**Exercise materials**

PR #834, opened 2016-08-12
Rename to Microsoft.AspNetCore.Server.IntegrationTesting

### LINKED ISSUE #824: Consider renaming Microsoft.AspNetCore.Server.Testing
We produced versions of this package with 1.0.0-rc2-* versions and went back in time to 0.1.0 \ 0.2.0. It would be nicer to use a different name instead here.

pranavkm:
Fixes #824


pranavkm:
cc @Tratcher  \ @kichalla

Tratcher:
Where was this actually causing a problem?

This breaks ServerTests, IISIntegration, Localiazation, Entropy, etc..

pranavkm:
I can follow up with the remaining repos. The problem is that we released a version that was semantically higher and then dropped the version. We keep the 1.0.0 version around in the aspnetcore-master to build older branches. We risk accidentally pulling a super old build of the package any time that feed is referenced (typically in the master branch, patch branches).

Tratcher:
Bleh. :shipit:

PR #836, opened 2016-08-17
Remove existing implementation of StartupExceptionPage and use the on…

### LINKED ISSUE #831: Fix startup exception page to handle flattened exceptions
@Eilon looks like one more place we need to do the fixes :-(

Current behavior: https://jsfiddle.net/2s6g0xsx/ (notice that we do not display the code for other exceptions and also the `show exception details` link does not toggle as we have seen in developer exception page)

kichalla:
…e in Common

[Fixes #831] Fix startup exception page to handle flattened exceptions

@Eilon @pranavkm


NuGet.config
```diff
@@ -1,6 +1,7 @@
 ﻿<?xml version="1.0" encoding="utf-8"?>
 <configuration>
   <packageSources>
+    <add key="NufffGet" value="C:\temp\pagegeneratoroutput" />
```
kichalla: ignore this file. I will remove it before checkin

src/Microsoft.AspNetCore.Hosting/Internal/WebHost.cs
```diff
@@ -168,15 +170,27 @@ private RequestDelegate BuildApplication()
...
+                else
+                {
+                    model.ErrorDetails = new ExceptionDetails[] { };
+                }
+
+                var errorPage = new ErrorPage(model);
                 return context =>
                 {
                     context.Response.StatusCode = 500;
                     context.Response.Headers["Cache-Control"] = "private, max-age=0";
```
kichalla: DeveloperExceptionPage doesn't set this header. Seems like it should?

Tratcher: why not just no-cache?

Tratcher:
New screen shots, with and without details?

davidfowl:
What does this page look like? The diagnostics one?

src/Microsoft.AspNetCore.Hosting/Internal/WebHost.cs
kichalla: yeah, that's a question I too had...this was from earlier code..

kichalla:
Here you go
https://jsfiddle.net/xenv6d9s/1/ with ReflectionTypeLoadExceptions
https://jsfiddle.net/446cq538/1/ with exceptions in Configure method of Startup

davidfowl:
This startup page looks worse than the one we used to have 😄 . What happens when detailed errors aren't turned on?

kichalla:
:smile: 
https://jsfiddle.net/mxaw1u0s/ with detailed errors turned off

Tratcher:
You lost the detailed footer

kichalla:
Good catch. Will fix.

src/Microsoft.AspNetCore.Hosting/Internal/WebHost.cs
```diff
@@ -168,15 +170,27 @@ private RequestDelegate BuildApplication()
...
+                {
+                    var exceptionDetailProvider = new ExceptionDetailsProvider(
+                        hostingEnv.ContentRootFileProvider,
+                        sourceCodeLineCount: 6);
+
+                    model.ErrorDetails = exceptionDetailProvider.GetDetails(ex);
+                }
+                else
+                {
+                    model.ErrorDetails = new ExceptionDetails[] { };
```
Eilon: `new ExceptionDetails[0]`

src/Microsoft.AspNetCore.Hosting/Properties/Resource.Designer.cs
```diff
@@ -0,0 +1,78 @@
+// <auto-generated />
+namespace Microsoft.AspNetCore.Hosting
+{
+    using System.Globalization;
+    using System.Reflection;
+    using System.Resources;
+
+    internal static class Resource
```
Eilon: Difference between Resource.Designer.cs and Resources.Designer.cs?

Eilon:
🕐

src/Microsoft.AspNetCore.Hosting/Internal/WebHost.cs
```diff
@@ -168,15 +170,27 @@ private RequestDelegate BuildApplication()
...
                 var hostingEnv = _applicationServices.GetRequiredService<IHostingEnvironment>();
                 var showDetailedErrors = hostingEnv.IsDevelopment() || _options.DetailedErrors;
-                var errorBytes = StartupExceptionPage.GenerateErrorHtml(showDetailedErrors, ex);
 
+                var model = new ErrorPageModel();
+                if (showDetailedErrors)
+                {
+                    var exceptionDetailProvider = new ExceptionDetailsProvider(
+                        hostingEnv.ContentRootFileProvider,
+                        sourceCodeLineCount: 6);
```
troydai: Is the 6 a magic number or convention? And it is not configurable here.

Eilon: Nothing magical. It's just the same number we use everywhere. No need to make it configurable.

src/Microsoft.AspNetCore.Hosting/Internal/WebHost.cs
pranavkm: Alternatively, could you initialize this to an empty sequence in the `ErrorModel` type? No risk of accidental null refs.

src/Microsoft.AspNetCore.Hosting/Startup/ExceptionPage/Views/ErrorPage.cs
```diff
@@ -0,0 +1,616 @@
+namespace Microsoft.AspNetCore.Hosting.Views
```
pranavkm: Could you make the change to the generator to name this file ErrorPage.Generated.cs? If that suppresses diffs showing up in GitHub, that would be great.

src/Microsoft.AspNetCore.Hosting/Startup/ExceptionPage/Views/ErrorPage.js
```diff
@@ -0,0 +1,192 @@
+﻿(function (window, undefined) {
```
pranavkm: :cry: could we not copy in all of the terribleness from Diagnostics? This is a mini jquery impl and we don't need all of it.

Eilon: Unless it's a crazy amount of work to make it vary by repo... I'm not *too* worried if there's some extra stuff in here...

src/Microsoft.AspNetCore.Hosting/Properties/Resource.Designer.cs
kichalla: Yeah we do not need it. Added by mistake

kichalla:
:up: :date:

src/Microsoft.AspNetCore.Hosting/Startup/ExceptionPage/Views/ErrorPage.cshtml
```diff
@@ -156,5 +156,8 @@
             <%$ include: ErrorPage.js %>
             //-->
         </script>
-    </body>
+        <footer>
```
kichalla: @Eilon  Footer here is after the `<script>` tag because our razor tool generator modifies the file in a way which generates incorrect .cs file (the escaping of the double quotes get messed up...snapshot below)...probably should file a separate issue for it?

image

src/Microsoft.AspNetCore.Hosting/Startup/ExceptionPage/Views/ErrorPage.Generated.cs
```diff
@@ -609,7 +609,37 @@ public ErrorPage()
 #line default
```
pranavkm: Ok, figured out. The files need to be named either .designer.cs or .feature.cs (Per https://github.com/github/linguist/blob/c471990aa3ced30bb6edb25c3a3530ab90066a36/lib/linguist/generated.rb#L203 \ https://github.com/github/linguist/blob/c471990aa3ced30bb6edb25c3a3530ab90066a36/lib/linguist/generated.rb#L214) which would cause GitHub to suppress diffs for it by default.

.Designer.cs might be better name since .Feature doesn't necessarily make a lot of sense.

kichalla:
:up: :date:

pranavkm:
:shipit:

kichalla:
83e0d4798eb4fd9113d06c54bba9d69faefa3d96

**Problem to work on**
Please give back all of the records exactly as written.

**Answer for the task**
PR #834, opened 2016-08-12
Rename to Microsoft.AspNetCore.Server.IntegrationTesting

### LINKED ISSUE #824: Consider renaming Microsoft.AspNetCore.Server.Testing
We produced versions of this package with 1.0.0-rc2-* versions and went back in time to 0.1.0 \ 0.2.0. It would be nicer to use a different name instead here.

pranavkm:
Fixes #824


pranavkm:
cc @Tratcher  \ @kichalla

Tratcher:
Where was this actually causing a problem?

This breaks ServerTests, IISIntegration, Localiazation, Entropy, etc..

pranavkm:
I can follow up with the remaining repos. The problem is that we released a version that was semantically higher and then dropped the version. We keep the 1.0.0 version around in the aspnetcore-master to build older branches. We risk accidentally pulling a super old build of the package any time that feed is referenced (typically in the master branch, patch branches).

Tratcher:
Bleh. :shipit:

PR #836, opened 2016-08-17
Remove existing implementation of StartupExceptionPage and use the on…

### LINKED ISSUE #831: Fix startup exception page to handle flattened exceptions
@Eilon looks like one more place we need to do the fixes :-(

Current behavior: https://jsfiddle.net/2s6g0xsx/ (notice that we do not display the code for other exceptions and also the `show exception details` link does not toggle as we have seen in developer exception page)

kichalla:
…e in Common

[Fixes #831] Fix startup exception page to handle flattened exceptions

@Eilon @pranavkm


NuGet.config
```diff
@@ -1,6 +1,7 @@
 ﻿<?xml version="1.0" encoding="utf-8"?>
 <configuration>
   <packageSources>
+    <add key="NufffGet" value="C:\temp\pagegeneratoroutput" />
```
kichalla: ignore this file. I will remove it before checkin

src/Microsoft.AspNetCore.Hosting/Internal/WebHost.cs
```diff
@@ -168,15 +170,27 @@ private RequestDelegate BuildApplication()
...
+                else
+                {
+                    model.ErrorDetails = new ExceptionDetails[] { };
+                }
+
+                var errorPage = new ErrorPage(model);
                 return context =>
                 {
                     context.Response.StatusCode = 500;
                     context.Response.Headers["Cache-Control"] = "private, max-age=0";
```
kichalla: DeveloperExceptionPage doesn't set this header. Seems like it should?

Tratcher: why not just no-cache?

Tratcher:
New screen shots, with and without details?

davidfowl:
What does this page look like? The diagnostics one?

src/Microsoft.AspNetCore.Hosting/Internal/WebHost.cs
kichalla: yeah, that's a question I too had...this was from earlier code..

kichalla:
Here you go
https://jsfiddle.net/xenv6d9s/1/ with ReflectionTypeLoadExceptions
https://jsfiddle.net/446cq538/1/ with exceptions in Configure method of Startup

davidfowl:
This startup page looks worse than the one we used to have 😄 . What happens when detailed errors aren't turned on?

kichalla:
:smile: 
https://jsfiddle.net/mxaw1u0s/ with detailed errors turned off

Tratcher:
You lost the detailed footer

kichalla:
Good catch. Will fix.

src/Microsoft.AspNetCore.Hosting/Internal/WebHost.cs
```diff
@@ -168,15 +170,27 @@ private RequestDelegate BuildApplication()
...
+                {
+                    var exceptionDetailProvider = new ExceptionDetailsProvider(
+                        hostingEnv.ContentRootFileProvider,
+                        sourceCodeLineCount: 6);
+
+                    model.ErrorDetails = exceptionDetailProvider.GetDetails(ex);
+                }
+                else
+                {
+                    model.ErrorDetails = new ExceptionDetails[] { };
```
Eilon: `new ExceptionDetails[0]`

src/Microsoft.AspNetCore.Hosting/Properties/Resource.Designer.cs
```diff
@@ -0,0 +1,78 @@
+// <auto-generated />
+namespace Microsoft.AspNetCore.Hosting
+{
+    using System.Globalization;
+    using System.Reflection;
+    using System.Resources;
+
+    internal static class Resource
```
Eilon: Difference between Resource.Designer.cs and Resources.Designer.cs?

Eilon:
🕐

src/Microsoft.AspNetCore.Hosting/Internal/WebHost.cs
```diff
@@ -168,15 +170,27 @@ private RequestDelegate BuildApplication()
...
                 var hostingEnv = _applicationServices.GetRequiredService<IHostingEnvironment>();
                 var showDetailedErrors = hostingEnv.IsDevelopment() || _options.DetailedErrors;
-                var errorBytes = StartupExceptionPage.GenerateErrorHtml(showDetailedErrors, ex);
 
+                var model = new ErrorPageModel();
+                if (showDetailedErrors)
+                {
+                    var exceptionDetailProvider = new ExceptionDetailsProvider(
+                        hostingEnv.ContentRootFileProvider,
+                        sourceCodeLineCount: 6);
```
troydai: Is the 6 a magic number or convention? And it is not configurable here.

Eilon: Nothing magical. It's just the same number we use everywhere. No need to make it configurable.

src/Microsoft.AspNetCore.Hosting/Internal/WebHost.cs
pranavkm: Alternatively, could you initialize this to an empty sequence in the `ErrorModel` type? No risk of accidental null refs.

src/Microsoft.AspNetCore.Hosting/Startup/ExceptionPage/Views/ErrorPage.cs
```diff
@@ -0,0 +1,616 @@
+namespace Microsoft.AspNetCore.Hosting.Views
```
pranavkm: Could you make the change to the generator to name this file ErrorPage.Generated.cs? If that suppresses diffs showing up in GitHub, that would be great.

src/Microsoft.AspNetCore.Hosting/Startup/ExceptionPage/Views/ErrorPage.js
```diff
@@ -0,0 +1,192 @@
+﻿(function (window, undefined) {
```
pranavkm: :cry: could we not copy in all of the terribleness from Diagnostics? This is a mini jquery impl and we don't need all of it.

Eilon: Unless it's a crazy amount of work to make it vary by repo... I'm not *too* worried if there's some extra stuff in here...

src/Microsoft.AspNetCore.Hosting/Properties/Resource.Designer.cs
kichalla: Yeah we do not need it. Added by mistake

kichalla:
:up: :date:

src/Microsoft.AspNetCore.Hosting/Startup/ExceptionPage/Views/ErrorPage.cshtml
```diff
@@ -156,5 +156,8 @@
             <%$ include: ErrorPage.js %>
             //-->
         </script>
-    </body>
+        <footer>
```
kichalla: @Eilon  Footer here is after the `<script>` tag because our razor tool generator modifies the file in a way which generates incorrect .cs file (the escaping of the double quotes get messed up...snapshot below)...probably should file a separate issue for it?

image

src/Microsoft.AspNetCore.Hosting/Startup/ExceptionPage/Views/ErrorPage.Generated.cs
```diff
@@ -609,7 +609,37 @@ public ErrorPage()
 #line default
```
pranavkm: Ok, figured out. The files need to be named either .designer.cs or .feature.cs (Per https://github.com/github/linguist/blob/c471990aa3ced30bb6edb25c3a3530ab90066a36/lib/linguist/generated.rb#L203 \ https://github.com/github/linguist/blob/c471990aa3ced30bb6edb25c3a3530ab90066a36/lib/linguist/generated.rb#L214) which would cause GitHub to suppress diffs for it by default.

.Designer.cs might be better name since .Feature doesn't necessarily make a lot of sense.

kichalla:
:up: :date:

pranavkm:
:shipit:

kichalla:
83e0d4798eb4fd9113d06c54bba9d69faefa3d96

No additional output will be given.